**WORKING DATA**
• • • • •

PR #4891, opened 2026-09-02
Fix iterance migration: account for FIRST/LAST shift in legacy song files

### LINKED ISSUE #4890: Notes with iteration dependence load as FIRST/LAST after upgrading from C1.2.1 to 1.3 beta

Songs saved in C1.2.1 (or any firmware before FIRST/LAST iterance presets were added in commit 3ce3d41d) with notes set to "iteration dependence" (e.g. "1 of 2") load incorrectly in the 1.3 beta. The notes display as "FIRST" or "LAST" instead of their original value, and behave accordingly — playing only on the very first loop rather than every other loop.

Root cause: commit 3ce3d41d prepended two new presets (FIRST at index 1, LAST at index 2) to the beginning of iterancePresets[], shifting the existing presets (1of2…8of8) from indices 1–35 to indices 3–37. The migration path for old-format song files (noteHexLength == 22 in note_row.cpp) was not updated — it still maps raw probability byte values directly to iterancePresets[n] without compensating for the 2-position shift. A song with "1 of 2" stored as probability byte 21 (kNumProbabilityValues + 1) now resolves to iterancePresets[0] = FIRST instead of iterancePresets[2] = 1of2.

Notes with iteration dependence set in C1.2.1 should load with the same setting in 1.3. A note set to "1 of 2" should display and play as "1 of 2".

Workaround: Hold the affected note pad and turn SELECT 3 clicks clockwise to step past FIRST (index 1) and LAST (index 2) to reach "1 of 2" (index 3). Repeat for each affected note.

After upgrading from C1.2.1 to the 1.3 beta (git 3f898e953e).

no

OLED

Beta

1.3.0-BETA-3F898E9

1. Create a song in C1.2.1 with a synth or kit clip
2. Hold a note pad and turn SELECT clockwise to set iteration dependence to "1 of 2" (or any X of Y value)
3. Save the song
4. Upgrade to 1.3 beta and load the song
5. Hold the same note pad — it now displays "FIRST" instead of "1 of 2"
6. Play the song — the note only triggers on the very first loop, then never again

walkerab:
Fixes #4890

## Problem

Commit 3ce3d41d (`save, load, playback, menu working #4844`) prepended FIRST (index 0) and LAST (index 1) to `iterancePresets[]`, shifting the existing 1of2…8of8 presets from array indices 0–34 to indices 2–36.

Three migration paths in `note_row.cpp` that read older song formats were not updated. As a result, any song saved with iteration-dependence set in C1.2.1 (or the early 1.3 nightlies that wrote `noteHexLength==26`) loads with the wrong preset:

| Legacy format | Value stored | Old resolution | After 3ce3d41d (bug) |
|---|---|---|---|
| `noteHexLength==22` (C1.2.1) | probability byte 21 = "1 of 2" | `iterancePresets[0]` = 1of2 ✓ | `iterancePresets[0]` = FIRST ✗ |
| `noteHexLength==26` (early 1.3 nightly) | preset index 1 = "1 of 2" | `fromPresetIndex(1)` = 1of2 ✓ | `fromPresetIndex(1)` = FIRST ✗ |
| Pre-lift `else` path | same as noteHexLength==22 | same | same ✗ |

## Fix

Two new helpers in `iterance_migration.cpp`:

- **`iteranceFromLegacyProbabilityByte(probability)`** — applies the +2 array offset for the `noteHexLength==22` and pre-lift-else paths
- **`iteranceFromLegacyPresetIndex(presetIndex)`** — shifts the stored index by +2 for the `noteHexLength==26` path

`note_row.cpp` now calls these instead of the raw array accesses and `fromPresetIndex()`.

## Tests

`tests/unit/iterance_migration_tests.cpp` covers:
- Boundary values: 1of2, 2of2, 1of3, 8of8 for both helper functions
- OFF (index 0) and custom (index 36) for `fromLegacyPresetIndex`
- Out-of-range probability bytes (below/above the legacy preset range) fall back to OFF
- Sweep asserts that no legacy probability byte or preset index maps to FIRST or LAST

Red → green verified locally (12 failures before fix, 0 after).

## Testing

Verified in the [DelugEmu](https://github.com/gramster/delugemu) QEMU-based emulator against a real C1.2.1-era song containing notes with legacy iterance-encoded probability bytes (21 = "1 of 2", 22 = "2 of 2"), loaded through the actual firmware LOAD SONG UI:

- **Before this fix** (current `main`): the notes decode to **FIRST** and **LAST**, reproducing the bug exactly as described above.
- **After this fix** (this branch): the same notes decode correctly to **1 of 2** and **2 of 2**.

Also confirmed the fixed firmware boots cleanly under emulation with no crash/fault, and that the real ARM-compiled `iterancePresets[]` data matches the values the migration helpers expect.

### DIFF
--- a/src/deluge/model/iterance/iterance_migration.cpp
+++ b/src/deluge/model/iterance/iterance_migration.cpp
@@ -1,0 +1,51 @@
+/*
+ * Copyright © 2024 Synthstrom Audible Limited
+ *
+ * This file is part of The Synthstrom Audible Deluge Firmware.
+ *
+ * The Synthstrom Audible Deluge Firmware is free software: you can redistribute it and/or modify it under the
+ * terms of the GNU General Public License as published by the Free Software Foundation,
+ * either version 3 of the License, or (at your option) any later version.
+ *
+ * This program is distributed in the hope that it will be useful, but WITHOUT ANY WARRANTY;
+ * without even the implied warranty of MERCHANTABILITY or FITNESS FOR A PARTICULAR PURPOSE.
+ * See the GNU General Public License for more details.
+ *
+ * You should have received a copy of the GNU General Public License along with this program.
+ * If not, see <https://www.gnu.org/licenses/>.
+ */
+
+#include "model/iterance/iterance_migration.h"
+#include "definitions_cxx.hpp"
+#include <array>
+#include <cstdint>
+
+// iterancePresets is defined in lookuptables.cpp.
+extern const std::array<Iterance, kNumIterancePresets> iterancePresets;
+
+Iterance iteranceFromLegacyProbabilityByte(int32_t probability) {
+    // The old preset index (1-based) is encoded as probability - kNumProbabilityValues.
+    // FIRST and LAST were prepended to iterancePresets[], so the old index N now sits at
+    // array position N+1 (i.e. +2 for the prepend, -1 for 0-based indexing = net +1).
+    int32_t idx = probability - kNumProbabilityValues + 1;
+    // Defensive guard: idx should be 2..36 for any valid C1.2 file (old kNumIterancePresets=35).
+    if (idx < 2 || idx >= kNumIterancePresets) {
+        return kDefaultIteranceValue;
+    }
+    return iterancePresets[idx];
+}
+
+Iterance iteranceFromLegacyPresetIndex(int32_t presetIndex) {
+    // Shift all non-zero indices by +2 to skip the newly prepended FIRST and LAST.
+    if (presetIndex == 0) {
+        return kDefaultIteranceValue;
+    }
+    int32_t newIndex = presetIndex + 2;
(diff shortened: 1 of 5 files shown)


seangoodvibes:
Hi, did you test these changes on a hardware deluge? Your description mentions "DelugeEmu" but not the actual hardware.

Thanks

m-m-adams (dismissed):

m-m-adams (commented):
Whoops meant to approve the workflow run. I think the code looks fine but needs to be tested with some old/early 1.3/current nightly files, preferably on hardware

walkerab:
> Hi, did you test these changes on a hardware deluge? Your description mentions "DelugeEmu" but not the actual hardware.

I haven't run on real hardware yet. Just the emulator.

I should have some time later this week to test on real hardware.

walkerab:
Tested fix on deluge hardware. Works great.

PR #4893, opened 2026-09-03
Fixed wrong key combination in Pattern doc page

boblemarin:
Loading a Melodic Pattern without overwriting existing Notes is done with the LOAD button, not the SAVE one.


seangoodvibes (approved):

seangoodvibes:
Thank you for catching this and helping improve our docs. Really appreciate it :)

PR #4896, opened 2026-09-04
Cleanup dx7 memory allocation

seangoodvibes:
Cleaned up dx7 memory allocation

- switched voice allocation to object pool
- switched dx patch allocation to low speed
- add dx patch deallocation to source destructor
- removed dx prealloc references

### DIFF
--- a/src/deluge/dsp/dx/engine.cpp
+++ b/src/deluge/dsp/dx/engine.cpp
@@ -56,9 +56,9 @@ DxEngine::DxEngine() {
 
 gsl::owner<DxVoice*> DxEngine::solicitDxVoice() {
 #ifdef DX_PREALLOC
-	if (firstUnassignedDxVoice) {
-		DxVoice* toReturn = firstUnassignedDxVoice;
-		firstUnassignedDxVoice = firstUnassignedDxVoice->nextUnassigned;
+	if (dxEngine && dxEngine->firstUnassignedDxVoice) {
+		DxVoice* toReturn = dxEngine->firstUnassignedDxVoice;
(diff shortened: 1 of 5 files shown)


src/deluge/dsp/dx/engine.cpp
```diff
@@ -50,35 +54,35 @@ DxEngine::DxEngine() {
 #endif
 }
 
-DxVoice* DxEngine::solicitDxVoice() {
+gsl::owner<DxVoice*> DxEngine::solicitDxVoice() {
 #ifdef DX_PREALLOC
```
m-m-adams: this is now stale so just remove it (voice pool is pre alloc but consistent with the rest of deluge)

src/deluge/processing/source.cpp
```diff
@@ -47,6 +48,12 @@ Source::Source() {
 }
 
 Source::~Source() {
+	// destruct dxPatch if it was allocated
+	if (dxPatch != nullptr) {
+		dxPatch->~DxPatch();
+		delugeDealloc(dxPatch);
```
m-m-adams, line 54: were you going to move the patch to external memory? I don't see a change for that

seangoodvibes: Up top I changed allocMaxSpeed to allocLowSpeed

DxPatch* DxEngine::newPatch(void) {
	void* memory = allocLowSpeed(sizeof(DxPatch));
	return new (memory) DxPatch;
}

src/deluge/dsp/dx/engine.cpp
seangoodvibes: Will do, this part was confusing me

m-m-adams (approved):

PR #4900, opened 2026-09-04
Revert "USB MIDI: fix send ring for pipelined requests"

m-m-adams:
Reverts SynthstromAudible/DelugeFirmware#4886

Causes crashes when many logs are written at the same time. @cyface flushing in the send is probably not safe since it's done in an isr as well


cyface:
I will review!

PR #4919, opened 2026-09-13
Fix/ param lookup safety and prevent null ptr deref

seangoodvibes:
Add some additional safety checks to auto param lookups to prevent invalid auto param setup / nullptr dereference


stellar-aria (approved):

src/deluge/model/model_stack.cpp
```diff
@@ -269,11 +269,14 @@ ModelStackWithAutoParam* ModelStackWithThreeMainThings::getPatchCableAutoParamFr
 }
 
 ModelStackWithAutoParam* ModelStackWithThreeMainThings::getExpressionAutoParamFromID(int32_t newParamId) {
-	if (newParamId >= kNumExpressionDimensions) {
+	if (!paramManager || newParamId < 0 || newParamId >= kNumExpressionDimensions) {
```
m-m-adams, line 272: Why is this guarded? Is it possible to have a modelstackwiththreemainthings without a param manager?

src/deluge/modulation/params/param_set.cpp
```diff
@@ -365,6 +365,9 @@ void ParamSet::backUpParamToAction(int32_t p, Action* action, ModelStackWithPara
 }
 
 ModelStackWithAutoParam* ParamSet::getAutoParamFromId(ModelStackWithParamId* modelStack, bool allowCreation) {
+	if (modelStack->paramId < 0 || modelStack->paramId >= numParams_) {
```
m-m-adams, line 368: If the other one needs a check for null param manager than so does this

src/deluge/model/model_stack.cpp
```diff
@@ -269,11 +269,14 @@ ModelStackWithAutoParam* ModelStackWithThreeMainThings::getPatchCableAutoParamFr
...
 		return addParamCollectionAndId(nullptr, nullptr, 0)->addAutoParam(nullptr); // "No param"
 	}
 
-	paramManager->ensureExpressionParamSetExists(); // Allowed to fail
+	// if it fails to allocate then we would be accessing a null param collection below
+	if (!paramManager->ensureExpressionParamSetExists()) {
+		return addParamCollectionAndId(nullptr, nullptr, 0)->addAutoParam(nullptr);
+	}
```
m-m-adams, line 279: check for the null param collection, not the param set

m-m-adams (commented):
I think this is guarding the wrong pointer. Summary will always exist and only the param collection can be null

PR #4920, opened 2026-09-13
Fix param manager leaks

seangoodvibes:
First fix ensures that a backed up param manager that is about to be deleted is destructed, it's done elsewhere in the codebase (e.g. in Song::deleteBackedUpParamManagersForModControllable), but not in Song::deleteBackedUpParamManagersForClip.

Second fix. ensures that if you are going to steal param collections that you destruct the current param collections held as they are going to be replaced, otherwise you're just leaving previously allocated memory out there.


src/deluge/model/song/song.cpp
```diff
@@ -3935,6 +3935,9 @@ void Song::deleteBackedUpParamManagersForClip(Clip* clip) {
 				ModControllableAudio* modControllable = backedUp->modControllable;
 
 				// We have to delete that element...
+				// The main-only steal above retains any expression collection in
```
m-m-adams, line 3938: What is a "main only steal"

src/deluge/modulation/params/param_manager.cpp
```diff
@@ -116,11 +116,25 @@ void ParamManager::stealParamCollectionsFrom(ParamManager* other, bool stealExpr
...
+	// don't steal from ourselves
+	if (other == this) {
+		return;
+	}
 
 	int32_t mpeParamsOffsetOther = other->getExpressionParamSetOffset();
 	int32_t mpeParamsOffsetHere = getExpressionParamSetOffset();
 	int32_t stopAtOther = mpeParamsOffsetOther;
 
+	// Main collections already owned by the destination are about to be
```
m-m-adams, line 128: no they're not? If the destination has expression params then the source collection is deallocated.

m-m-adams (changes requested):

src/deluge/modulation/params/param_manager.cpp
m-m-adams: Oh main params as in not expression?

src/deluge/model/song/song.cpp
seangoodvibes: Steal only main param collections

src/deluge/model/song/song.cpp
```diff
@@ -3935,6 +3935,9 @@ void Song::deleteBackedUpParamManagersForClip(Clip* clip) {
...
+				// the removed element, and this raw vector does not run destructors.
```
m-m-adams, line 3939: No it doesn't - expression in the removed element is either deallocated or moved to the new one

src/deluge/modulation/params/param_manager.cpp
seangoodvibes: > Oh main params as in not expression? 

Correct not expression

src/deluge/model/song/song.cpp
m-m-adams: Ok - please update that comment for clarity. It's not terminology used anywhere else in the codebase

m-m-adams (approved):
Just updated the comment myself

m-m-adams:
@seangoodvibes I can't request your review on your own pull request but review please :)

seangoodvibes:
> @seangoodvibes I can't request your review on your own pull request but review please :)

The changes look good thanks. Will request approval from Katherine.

• • • • •

**INSTRUCTIONS FOR THE TASK**
When you come to the line containing "### LINKED ISSUE", give it and stop; before that, repeat each line of the material exactly from the first one.

**ANSWER FOR THIS EXERCISE**
PR #4891, opened 2026-09-02
Fix iterance migration: account for FIRST/LAST shift in legacy song files

### LINKED ISSUE #4890: Notes with iteration dependence load as FIRST/LAST after upgrading from C1.2.1 to 1.3 beta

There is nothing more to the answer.